Mr. Tom ich selber geh bei Casein bis auf 10% und wir sind zu Zwölft. E Dabei vertonere ich schon um die 400kg! Einen kleinen Rechenfehler hast Du auch, bei 5% sind es nur 6000 kg! Und wenn Du Angst hast mein Zeug wird zu Alt, brauchst Du nicht. Meine ganzen Zutaten sind in einem Kühlraum bei 1°C gelagert. Ich packe alles nach dem Kauf um und Vakuumiere es in einen Gewerbegerät. Das mache ich auch mit meinen Boilies. Die werden zwar etwas eckig dabei, aber es zieht das Aroma wieder von innen an die Oberfläche.


----------



## MrTom (17. Februar 2006)

*AW: Harter Boilie*



> Einen kleinen Rechenfehler hast Du auch, bei 5% sind es nur 6000 kg!

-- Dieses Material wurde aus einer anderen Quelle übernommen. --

PR #8694, opened 2026-04-16
Apply new clippy lints for rust 1.95.0

JojiiOfficial:


lib/storage/src/content_manager/snapshots/recover.rs
```diff
@@ -258,17 +258,16 @@ async fn _do_recover_from_snapshot(
...
+            Some(state) if state != &recovery_state => {
+                toc.send_set_replica_state_proposal(
+                    collection_pass.to_string(),
+                    this_peer_id,
+                    *shard_id,
+                    recovery_state,
+                    None,
+                )?;
             }
+            Some(_) => {}
```
xzfc, line 270: Style nit: use if-let chain:

```rust
if let Some(state) = local_shard_state
    && state != &recovery_state
{
    toc.send_set_send_set_replica_state_proposal(
        …
    )?;
}
```

(and the same in `lib/segment/src/index/query_estimator.rs`)

xzfc (approved):

JojiiOfficial:
Closing in favor of #8695

PR #8697, opened 2026-04-16
Clear shard data before recovery

timvisee:
Pending tests:

- [ ] What happens if you send a read/write request to a recovering shard now?
- [ ] What happens with the shard on restart, does it keep it's recovering state?

### All Submissions:

### New Feature Submissions:

### Changes to Core Features:

### DIFF
--- a/lib/collection/src/collection/snapshots.rs
+++ b/lib/collection/src/collection/snapshots.rs
@@ -266,6 +266,7 @@ impl Collection {
                 &self.path,
                 shard_id,
                 cancel,
+                None,
             )
             .await?;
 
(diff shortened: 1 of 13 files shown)


timvisee:
One problem with this approach is that we now hold a lock for much longer.

Previously we would download the snapshot. Then take a lock, move files and load it.

Now we also have to hold the lock for the duration of the snapshot download, which can take a long time. We cannot download it first, because it conflicts with not wanting to use the extra storage (headroom) for it.

timvisee:
Superseded by <https://github.com/qdrant/qdrant/pull/8782>

PR #8700, opened 2026-04-16
Fix flaky test_deferred_points_dedup_after_optimization

leohenon:
Addresses #8504

`wait_optimization` only checked for `ShardStatus::Green`, which can be true briefly before proxy segments are fully removed, causing the test to access an unimplemented proxy method.


timvisee (approved):
Thanks! 😄

PR #587, opened 2023-02-01
[FW] Enable Turrets By Default

DBmaoha:
Current FW mega turrets're diabled until they first seeing an enemy, make them unable to be damaged at start, which is confusing

### DIFF
--- a/Northstar.Custom/mod/scripts/vscripts/gamemodes/_gamemode_fw.nut
+++ b/Northstar.Custom/mod/scripts/vscripts/gamemodes/_gamemode_fw.nut
@@ -125,7 +125,7 @@ void function GamemodeFW_Init()
 	AddCallback_GameStateEnter( eGameState.Playing, OnFWGamePlaying )
 
 	AddSpawnCallback( "item_powerup", FWAddPowerUpIcon )
-	AddSpawnCallback( "npc_turret_mega", FWTurretHighlight )
+	AddSpawnCallback( "npc_turret_mega", OnFWTurretSpawned )
 
 	AddCallback_OnClientConnected( OnFWPlayerConnected )
 	AddCallback_PlayerClassChanged( OnFWPlayerClassChanged )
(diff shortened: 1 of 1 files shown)


GeckoEidechse (approved):
Confirmed working in testing.

Tested in 1-player listen server. Pre-PR enemy base turrets would need to "wake up" before shooting and taking damage. With PR applied they seem to be always active.

GeckoEidechse:
Need someone to do code review and then it should be ready to merge ^^

Dinorush (approved):
Indentation on the pre-existing code could be adjusted to match the rest of the code, but otherwise the code itself looks fine to me.

Northstar.Custom/mod/scripts/vscripts/gamemodes/_gamemode_fw.nut
```diff
@@ -1384,19 +1381,23 @@ void function FWAreaThreatLevelThink_Threaded()
...
+	thread FWTurretHighlightThink( turret )
 }
 
 // this will clear turret's highlight upon their death, for notifying players to fix them
 void function FWTurretHighlightThink( entity turret )
 {
-    turret.EndSignal( "OnDestroy" )
-    Highlight_SetFriendlyHighlight( turret, "fw_friendly" )
+	turret.EndSignal( "OnDestroy" )
+	WaitFrame()
```
EladNLG, line 1396: Please add a comment as to why is this here :)

EladNLG (approved):
With exceptions, looks good to me.

Northstar.Custom/mod/scripts/vscripts/gamemodes/_gamemode_fw.nut
GeckoEidechse: Once this addressed we should merge the PR ^^

EladNLG (changes requested):
Accident :(

GeckoEidechse (approved):
Requested changes were addressed. Re-testing since last commit is not necessary as the only things changed are indentation and comments.

PR #589, opened 2023-02-03
Clean Team Score After Player Disconnecting in FFA

### LINKED ISSUE #400: Fix potentially transferring score from leaving player to new joining player in FFA
_Originally posted by @BobTheBob9 in https://github.com/R2Northstar/NorthstarMods/issues/290#issuecomment-1163012038_

DBmaoha:
Fixes #400
Player's team score will be cleaned after they disconnecting, so later joiners won't have trouble start from 0 score

### DIFF
--- a/Northstar.CustomServers/mod/scripts/vscripts/gamemodes/_gamemode_ffa.nut
+++ b/Northstar.CustomServers/mod/scripts/vscripts/gamemodes/_gamemode_ffa.nut
@@ -6,6 +6,9 @@ void function FFA_Init()
 	ScoreEvent_SetupEarnMeterValuesForMixedModes()
 
 	AddCallback_OnPlayerKilled( OnPlayerKilled )
+
+	// modified for northstar
+	AddCallback_OnClientConnected( OnClientConnected )
 }
 
 void function OnPlayerKilled( entity victim, entity attacker, var damageInfo )
@@ -18,10 +21,16 @@ void function OnPlayerKilled( entity victim, entity attacker, var damageInfo )
 	}
 }
 
+// modified for northstar
+void function OnClientConnected( entity player )
+{
+	thread FFAPlayerScoreThink( player ) // good to have this! instead of DisconnectCallback this could handle a null player
+}
+
 void function FFAPlayerScoreThink( entity player )
 {
 	int team = player.GetTeam()
 
 	player.WaitSignal( "OnDestroy" ) // this can handle disconnecting
-	AddTeamScore( team, -GameRules_GetTeamScore( team ) )
+	AddTeamScore( team, -GameRules_GetTeamScore( team ))
 }
--- a/Northstar.CustomServers/mod/scripts/vscripts/gamemodes/_gamemode_ffa.nut
+++ b/Northstar.CustomServers/mod/scripts/vscripts/gamemodes/_gamemode_ffa.nut
@@ -1,26 +1,11 @@
 global function FFA_Init
 
-// modified: for saving player's score in ffa, don't let mid-game joined players get illegal scores
-struct FFAScoreStruct
-{
-	int team
-	int score
-}
-
-struct
-{
-	table<string, FFAScoreStruct> ffaPlayerScoreTable // use player's uid!
-} file
-
 void function FFA_Init()
 {
 	ClassicMP_ForceDisableEpilogue( true )
 	ScoreEvent_SetupEarnMeterValuesForMixedModes()
 
 	AddCallback_OnPlayerKilled( OnPlayerKilled )
-
-	// modified for northstar
-	AddCallback_OnClientConnected( OnClientConnected )
 }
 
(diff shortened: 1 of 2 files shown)


NoCatt (changes requested):
The code seems a little too complicated for what this can do.
If we already have a table of the score of each player, wouldnt it also make sense to then save that score so if they re-join they get to keep their score.

Also a better way to do this, is to just save the score of a player in a ``table < string, int > ``. We dont need the struct anyway as the team is unique to each player. 
I would suggest to just add a callback for player disconnect like this:
```
void function OnPlayerDisconnected(entity player)
{
	ffaPlayerScoreTable[player.GetUID()] <- GameRules_GetTeamScore( player.GetTeam() )

	// this prevents a new player to get someone who's left's score
	AddTeamScore( player.GetTeam(), -GameRules_GetTeamScore( player.GetTeam() ))

}
```
That way we can also eliminate the change to the ``OnPlayerKilled`` callback.
further we could adjust the client connect to:
```
void function OnClientConnected( entity player )
{
	string uid = player.GetUID()
	FFAScoreStruct emptyStruct
	if (  uid in file.ffaPlayerScoreTable ) 
	{
	AddTeamScore( player.GetTeam(), SaveScore[player.GetPlayerName()] )
	player.AddToPlayerGameStat( PGS_ASSAULT_SCORE, ffaPlayerScoreTable[player.GetUID()] )
	}

}
```

Then we have a system where the score is saved for a re joining player AND no one else can get the score

DBmaoha:
> The code seems a little too complicated for what this can do. If we already have a table of the score of each player, wouldnt it also make sense to then save that score so if they re-join they get to keep their score.
> 
> Also a better way to do this, is to just save the score of a player in a `table < string, int > `. We dont need the struct anyway as the team is unique to each player. I would suggest to just add a callback for player disconnect like this:
> 
> ```
> void function OnPlayerDisconnected(entity player)
> {
> 	ffaPlayerScoreTable[player.GetUID()] <- GameRules_GetTeamScore( player.GetTeam() )
> 
> 	// this prevents a new player to get someone who's left's score
> 	AddTeamScore( player.GetTeam(), -GameRules_GetTeamScore( player.GetTeam() ))
> 
> }
> ```
> 
> That way we can also eliminate the change to the `OnPlayerKilled` callback. further we could adjust the client connect to:
> 
> ```
> void function OnClientConnected( entity player )
> {
> 	string uid = player.GetUID()
> 	FFAScoreStruct emptyStruct
> 	if (  uid in file.ffaPlayerScoreTable ) 
> 	{
> 	AddTeamScore( player.GetTeam(), SaveScore[player.GetPlayerName()] )
> 	player.AddToPlayerGameStat( PGS_ASSAULT_SCORE, ffaPlayerScoreTable[player.GetUID()] )
> 	}
> 
> }
> ```
> 
> Then we have a system where the score is saved for a re joining player AND no one else can get the score

`OnClientDisconnected()` sometimes passes a null entity, and that's why I uses `player.EndSignal( "OnDestroy" )`, use
`AddTeamScore( player.GetTeam(), -GameRules_GetTeamScore( player.GetTeam() ))` should be pretty good

NoCatt (approved):
Looks good now, I have never experienced any issue with the Client disconnect callback but it really doesnt matter now. imo this is good to merge

Northstar.CustomServers/mod/scripts/vscripts/gamemodes/_gamemode_ffa.nut
```diff
@@ -16,4 +19,18 @@ void function OnPlayerKilled( entity victim, entity attacker, var damageInfo )
...
+{
+	thread FFAPlayerScoreThink( player ) // good to have this! instead of DisconnectCallback this could handle a null player
+}
+
+void function FFAPlayerScoreThink( entity player )
+{
+	int team = player.GetTeam()
+
+	player.WaitSignal( "OnDestroy" ) // this can handle disconnecting
+	AddTeamScore( team, -GameRules_GetTeamScore( team ))
```
uniboi, line 35:
```suggestion
	AddTeamScore( team, -GameRules_GetTeamScore( team ) )
```
Just some formatting, otherwise the code looks good

uniboi (approved):
Code looks good, I didn't test the changes though

x3Karma:
> Code looks good, I didn't test the changes though

sounds suspiciously like "LGTM!"

uniboi:
It isn't, the code has been improved from "why would you do that" to "this is a valid and efficient way of doing this"

NoCatt:
Tested in private server with @uniboi. After I rejoined the game all my kills and point were gone 👍

GeckoEidechse (approved):
Still haven't managed to fix approval counting for reviewers so I'm just giving the approval sign-off to be able to get it merged.

Did not test/check code myself, signing it off as

- Testing was done by @NoCatt and @uniboi 
- Code review was done by @NoCatt and @uniboi

PR #591, opened 2023-02-18
[FD]New features and avoid crash

zxcPandora:
[Features]
1. Timeout now will work in the correct way
2. Only record the time when player is playing
3. Avoid crash due to animation error when player destroyed
4. Avoid crash while player accidental death in dropship
5. Avoid crash due to invalid weapon for mortar spectres (Temporary fix,it need a better way)
6. Check sniper titan's enemy is valid(Although the probability of triggering is very low)
7. Don't allow player contribute or withdraw money when boost store closed
8. Try fix cloaked drone bug(What Bug: Wave will never end due to hidden cloaked drone )
9. Temporary fix for all can't enter next wave bug(By delete game auto revive turret,it need a better way to do that)
10. Make score system work,include:
    (1) Players on the scoreboard can be sorted correctly
    (2) Display assault score and defense score after wave end
    (3) Display total score on the scoreboard
11. Reaper hot drop warning
12. Add missing data collection:turret repair
13. Check player valid before score set `AddToPlayerGameStat`
14. Check entity valid before use `EmitSoundOnEntityOnlyToPlayer` to play sound
15. make sure trigger work after all entities did load
16. fix a bug that allow player loop pick up turret
14.1 fix a bug that allow player loop pick up turret after wave end and game auto revive turret
17. Avoid server error:player while parented when playing cam
18. Avoid malicious scoring
19. Avoid harvester actually got destroy by use `AddEntityCallback_OnPostDamaged`
20. Avoid script error due to invalid rodeo target
~IUON%}XD~RIGH}P9ZLYCRX
21. Avoid server crash due to all players exited
7D2X~K3VM0 3@HO1A4R J20

### DIFF
--- a/.github/nativefuncs.json
+++ b/.github/nativefuncs.json
@@ -1,0 +1,644 @@
+{
+	"SERVER":[
+		{
+			"name":"NSGetModNames",
+			"helpText":"",
+			"returnTypeString":"array<string>",
+			"argTypes":""
+		},
+		{
+			"name":"NSIsModEnabled",
+			"helpText":"",
+			"returnTypeString":"bool",
+			"argTypes":"string modName"
+		},
+		{
+			"name":"NSSetModEnabled",
+			"helpText":"",
+			"returnTypeString":"void",
+			"argTypes":"string modName, bool enabled"
+		},
+		{
+			"name":"NSGetModDescriptionByModName",
+			"helpText":"",
+			"returnTypeString":"string",
+			"argTypes":"string modName"
+		},
+		{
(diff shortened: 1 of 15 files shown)


RoyalBlue1:
This is to big to ever be merged. Also contains non vanilla features like reaper hot drop warning

GeckoEidechse:
I'm assuming a few smaller PRs that address some things mentioned in this PR would be fine though, right? ^^

RoyalBlue1:
also blocking shop when the user waits in the ui for the round to begin is not a thing vanilla does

Na das halte ich aber für ein Gerücht 


> Wenn ich mal von so ca 5% Casein im Mix ausgehe sind das 6000kg Mix im Jahr


mfg Thomas


----------



## graetenjaeger (17. Februar 2006)

*AW: Harter Boilie*

Ja, Pilkman. Bei den riesen Schupverbänden (bis zu 2500 to) die im Main rumschippern ist es teils schon gigantisch was die an Wasser wegziehen. Ist teils so das wenn einer ankommt, das Wasser erstmal um einen dreiviertelmeter sinkt, wenn er dann vorbei ist steigt es im schlimmsten Fall kurz übers Ufer. Mit Fertigknödel kannste da einpacken!


----------



## graetenjaeger (17. Februar 2006)

*AW: Harter Boilie*

Mr. Tom, dann schau mal DU hast aber 8000-9000kg geschrieben.


Aber lassen wir es jetzt! Weiß den keiner wo oder wie man das Zeug vernünftig beziehen kann?


----------



## graetenjaeger (17. Februar 2006)

*AW: Harter Boilie*



			
				MrTom schrieb:
			
		

> Wenn ich mal von so ca 5% Casein im Mix ausgehe sind das 6000kg Mix im Jahr, was dann so ca 8000-9000kg Boilies ergeben dürfte.
> 
> Hast du geschrieben.


----------



## martin k (17. Februar 2006)

*AW: Harter Boilie*

Hi!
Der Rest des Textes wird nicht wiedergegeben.